I think Shelah's book is very good, but it is very difficult to read, in part intrinsically because of its subject matter, and in part because it was written by Shelah. Recently, Richard Elwes reminded us of the review by Lascar (I do not agree with portions of the review, but it gives you a good idea of what you are up against):
Unfortunately, the book is very difficult to read. This is undoubtedly due in part to the difficulty of the topic itself, but it also has to do with the way the book has been written. The reader should be warned about the numerous misprints and inaccuracies he will have to detect and the time he will need to work out the numerous "easy'' or "left to the reader'' proofs. He will have to understand that statements made under impossibly complicated hypotheses for the sake of generality, and often in an axiomatic setting, may conceal, as a special case, a simple and important fact. Also, he should not expect a rigorous structure: notions are usually introduced when needed, and it will be up to him to guess how important they may be in the rest of the book.
All of these features do not make for easy reading, and we shall certainly not advise anyone (except perhaps the author himself) to "devote himself to reading and solving the exercises till he knows the book by heart'' (cf. Introduction). We do not recommend it as a textbook, and it will be difficult to use it as a reference book, considering how hard it is to find any particular result. But we do think that nobody involved in research in model theory can avoid studying it. We are unable to recommend any particular angle of attack. We did find the opening remarks in each chapter rather helpful (with the exception of Chapter III).
For modern work in the subject, you probably want to read eventually about Geometric Stability Theory, as in Pillay's book.
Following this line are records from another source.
PR #200, opened 2022-06-29
New astroquery.mast basic search notebook

ttdu:


notebooks/MAST/astroqueryMAST/beginner_search_astroqueryMAST/beginner_search_astroqueryMAST.ipynb
```diff
@@ -0,0 +1,395 @@
...
+    "## Three Ways to Search for MAST Observations"
+   ]
+  },
+  {
+   "cell_type": "markdown",
+   "metadata": {},
+   "source": [
+    "### 1. By Region\n",
+    "You can use `query_region` to find objects based on coordinates and radius.  \n",
+    "The coordinates can be given as a string or `astropy.coordinates` object, and the radius as a string or float object. If no radius is specified, the default is 0.2 degrees."
```
scfleming, line 91: I think we should have two cells here, one showing how to search for this coordinate with a stirng and no specified radius (what you have now), and another cell showing how to specify the same coordinate but passed as an astropy.coordinates object and by specifying a serach radius (somethng measured in arcseconds to show how that works too, maybe 5 arsecond radius).

notebooks/MAST/astroqueryMAST/beginner_search_astroqueryMAST/beginner_search_astroqueryMAST.ipynb
```diff
@@ -0,0 +1,395 @@
...
+    "obsByRegion = Observations.query_region(\"322.49324 12.16683\")"
+   ]
+  },
+  {
+   "cell_type": "code",
+   "execution_count": null,
+   "metadata": {},
+   "outputs": [],
+   "source": [
+    "# How many results? Let's look at the first ten.\n",
```
scfleming, line 110: Worth walking through what the columns are (or at least some of them) at this point?  Or if not, maybe we show the results from the three different methods and then go over what the results contain?  At the very least, put a link to the documenation of what the columns are and their definitions?

notebooks/MAST/astroqueryMAST/beginner_search_astroqueryMAST/beginner_search_astroqueryMAST.ipynb
```diff
@@ -0,0 +1,395 @@
...
+   ]
+  },
+  {
+   "cell_type": "markdown",
+   "metadata": {},
+   "source": [
+    "### 2. By Object Name\n",
+    "\n",
+    "The `query.object` method allows you to search based on object name and optional radius argument.  \n",
+    "The object name is first resolved to sky coordinates, and then the resolved region is queried as above."
```
scfleming, line 122: Let's add an additional detail: the string is resolved by a call to the Simbad and NED archives. For some special catalogs like KIC, EPIC, and TIC, a direct lookup using the catalog at MAST is used.

scfleming: Actually, I recommend additional examples in a text cell after, or even a 2nd set of cells, since it can sometimes be a source of confusion, showing an exmaple of how to search for objects from the Kepler, K2, and TESS catalogs.  The source of confusion for users is to include the specific catalog identifier in front of the star number, so the resolver knows what catalog to use.  Examples to use:

"KIC 011446443" = The host star for exoplanet TrES-2 b.
"EPIC 201912552" = The host star for exoplanet K2-18 b.
"TIC 261136679" = The host star for exoplanet pi Men b.

notebooks/MAST/astroqueryMAST/beginner_search_astroqueryMAST/beginner_search_astroqueryMAST.ipynb
```diff
@@ -0,0 +1,395 @@
...
+  },
+  {
+   "cell_type": "markdown",
+   "metadata": {},
+   "source": [
+    "### 3. By Other Criteria (with or without name/region) <a id=\"crit\"></a>\n",
+    "\n",
+    "To search for observations based on additonal parameters, you can use `query_criteria`. In a sense, this is a more powerful version of the tools above, as you can still search by coordinates and objectname; however, you can inculde additional desired criteria. You may also run the search without specifying a name or coordinates.\n",
+    "\n",
+    "To perform the search, give your critera as keyword arguments. Valid criteria are listed [here](https://mast.stsci.edu/api/v0/_c_a_o_mfields.html). Some examples are: \"coordinates\", \"t_exptime\" (exposure time), and \"s_dec\" (source declination)."
```
scfleming, line 152: For the examples, I would highlight: filters, instrument_name, t_exptime, provenance_name (useful when limiting searches to specific High Level Science Produts), sequence_number (defined with values corresponding to Kepler Quarters, K2 Campaigns, and TESS Sectors).  I would not reference coordinate info since already we dicsuss them in the above searches, and often people want to use them for cone searches anyways.

notebooks/MAST/astroqueryMAST/beginner_search_astroqueryMAST/beginner_search_astroqueryMAST.ipynb
```diff
@@ -0,0 +1,395 @@
...
+   "cell_type": "code",
+   "execution_count": null,
+   "metadata": {},
+   "outputs": [],
+   "source": [
+    "obsByCriteria = Observations.query_criteria(obs_collection=[\"HLA\"], s_dec=[50,60], \n",
+    "                                            calib_level=[3], proposal_pi=\"Mould*\", \n",
+    "                                            dataproduct_type=\"IMAGE\", t_max=[49800,49820])\n",
+    "\n",
+    "#obsByCriteria = Observations.query_criteria(obs_id = 'hst_05766_04_wfpc2_total_wf')"
```
scfleming, line 165: I would make this a second cell and say something like "If you know the MAST Observation ID, you can do a direct search using the "obs_id" parameter.  Users should note that other similar-sounding columns ("objID", "obs_id") should NOT be used for most queries as they are primarily internal identifiers.

notebooks/MAST/astroqueryMAST/beginner_search_astroqueryMAST/beginner_search_astroqueryMAST.ipynb
```diff
@@ -0,0 +1,395 @@
...
+  },
+  {
+   "cell_type": "code",
+   "execution_count": null,
+   "metadata": {
+    "scrolled": false
+   },
+   "outputs": [],
+   "source": [
+    "obsByCriteria.show_in_notebook(display_length=5)"
```
scfleming, line 176: Assuming you split the above, I would put this in-between (e.g., after the query_criteria() and before you show how to use query_criteria for a single obs_id.  The first query_criteria() ony returns 4 objects, so setting display_length=5 is unnecessary.  If we want to highlight this option, I would modify the query to return a couple dozen results so setting the number per page in the table is helpful.  Maybe show how to search for more than one obs_collection?  HLA + HST + one other?

notebooks/MAST/astroqueryMAST/beginner_search_astroqueryMAST/beginner_search_astroqueryMAST.ipynb
```diff
@@ -0,0 +1,395 @@
...
+    "### Performing a Product Query\n"
+   ]
+  },
+  {
+   "cell_type": "markdown",
+   "metadata": {},
+   "source": [
+    "Each observation returned from a MAST query can have one or more associated data products. When you input observations or observation ids (“obs_id”), `get_product_list` will return a table containing the associated data products. The product fields are documented [here](https://mast.stsci.edu/api/v0/_productsfields.html).\n",
+    "\n",
+    "Since we already have a list of observations, we can use that as the starting point for our query. To keep it simple, let's look at only the last observation from our search above."
```
scfleming, line 199: NOTE: If the user decided to run the example with a single obs_id, then the variable will only have one Observation it in and this line below obsByCriteria[3:] will fail.

notebooks/MAST/astroqueryMAST/beginner_search_astroqueryMAST/beginner_search_astroqueryMAST.ipynb
```diff
@@ -0,0 +1,395 @@
...
+   ]
+  },
+  {
+   "cell_type": "code",
+   "execution_count": null,
+   "metadata": {},
+   "outputs": [],
+   "source": [
+    "# Let's select a small subset from our critera search above\n",
+    "newObsList = obsByCriteria[3:]\n",
```
scfleming, line 209: changing this to `newObsList = obsByCriteria[-1:]` would select the last item in the list and be future-proof against if the list is one-element long or larger than 4.

notebooks/MAST/astroqueryMAST/beginner_search_astroqueryMAST/beginner_search_astroqueryMAST.ipynb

An introduction to stability that would better prepare you for this would probably be best. Pillay's introductory book on Stability Theory is certainly an option. Other suggestions are Marker's book, Poizat's and Hodges's. The truth is, recently there have been quite a few nice texts published, so it should not be difficult to find a good text with which to start.
(But I would still suggest to have Shelah's book as a reference and to consult it as you learn more of the theory.)
On a vein different from the algebraic geometric approach, you may be interested in how set theory interacts with the subject. Shelah's book has plenty of this while constructing non-isomorphic models, but there is significantly more in this direction, in the context of abstract model theory and abstract elementary classes. I would recommend Grossberg's text as an introduction.